Camillo, estou ciente de que nesse mesmo instante estão ocorrendo tantas coisas, mas apesar de reconhecer isso, meus sentidos não são suficientes para captar em completude a vastidão da singularidade <em visão micro e macro> do que tem ocorrido para além da minha cabeça
Só que eu percebi, Camillo, eu percebi...
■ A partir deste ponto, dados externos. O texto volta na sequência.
PR #1421, opened 2025-03-06
Add development.json to the ignore list

sadiqkhoja:
I keep a `config/development.json` file locally where I put my custom configurations. For now it has just a custom `env.domain`. This PR just adds that file to git ignore so that I don't accidentally commit this file.

Also I have set `NODE_ENV` to `test` in mocharc so that `development.json` is not read during test executions. From [node-config](https://github.com/node-config/node-config/wiki/Configuration-Files#default-node_env) docs: "If NODE_ENV is not set in the environment, a default value of development is used."

All tests continue to pass. and configuration from `development.json` is read when I run `make dev` or `make run`.

I am open to other options but this one achieves the desire outcome for me with minimum changes.

No

No

### DIFF
--- a/.gitignore
+++ b/.gitignore
@@ -12,3 +12,4 @@ node_modules/
 /.repl-history
 .vscode
 /junit-reports/
+config/development.json
--- a/.gitignore
+++ b/.gitignore
@@ -12,4 +12,4 @@ node_modules/
 /.repl-history
 .vscode
 /junit-reports/
-config/development.json
+/config/development.json
--- a/.mocharc.js
+++ b/.mocharc.js
@@ -7,8 +7,6 @@
 // including this file, may be copied, modified, propagated, or distributed
 // except according to the terms contained in the LICENSE file.
 
-process.env.NODE_ENV = 'test';
-
 module.exports = {
   ignore: [
     'test/db-migrations/**',
--- a/.mocharc.js
+++ b/.mocharc.js
@@ -7,6 +7,8 @@
 // including this file, may be copied, modified, propagated, or distributed
 // except according to the terms contained in the LICENSE file.
 
+process.env.NODE_ENV = 'test';
+
 module.exports = {
   ignore: [
     'test/db-migrations/**',
--- a/Makefile
+++ b/Makefile
@@ -117,9 +117,8 @@ test-db-migrations:
 test-fast: node_version
 	NODE_CONFIG_ENV=test BCRYPT=insecure npx mocha --recursive --fgrep @slow --invert
 
-NODE_CONFIG_ENV ?= test
-
 .PHONY: test-integration
+test-integration: NODE_CONFIG_ENV ?= test
 test-integration: node_version
 	NODE_CONFIG_ENV=$(NODE_CONFIG_ENV) BCRYPT=insecure npx mocha --recursive test/integration
 
--- a/Makefile
+++ b/Makefile
@@ -1,5 +1,7 @@
 default: base
 
+NODE_CONFIG_ENV ?= test
+
 node_modules: package.json
 	npm install
 	touch node_modules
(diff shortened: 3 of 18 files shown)


alxndrsn:
> Also I have set `NODE_ENV` to `test` in mocharc so that `development.json` is not read during test executions. From [node-config](https://github.com/node-config/node-config/wiki/Configuration-Files#default-node_env) docs: "If NODE_ENV is not set in the environment, a default value of development is used."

agora esse é um ponto muito claro dentro do conjunto de pensamentos que me sacode os nervos do despertar ao adormecer, sim está nítido
eu percebi que o que mais nos atormenta é a possibilidade de estar perdendo possibilidades
associada à vaga e iludida impressão de que temos domínio quanto a isso
Entendo, Camillo, e até concordo em partes, mas não, nem em relação aos nossos pensamentos poderemos utilizar a acepção desta palavra, pois não dominamos
Não temos o controle sobre todas as variáveis, nem mesmo conhecemos todas as variáveis
Estamos, em verdade, dançando com cada um desses pensamentos, eles nos oferecem a mão e nós permitimos a dança, rodamos, rodamos e rodamos nesse salão que é nossa mente
E nesse momento estabeleceremos sinapses, as quais serão chamadas de "passado" pela intensidade com que ocorrem e permanecem,
enquanto nós continuarmos aceitando seus convites para mais uma dança,
pois quando não mais, elas esvanecem feito como quando sopramos sementes de dente-de-leão.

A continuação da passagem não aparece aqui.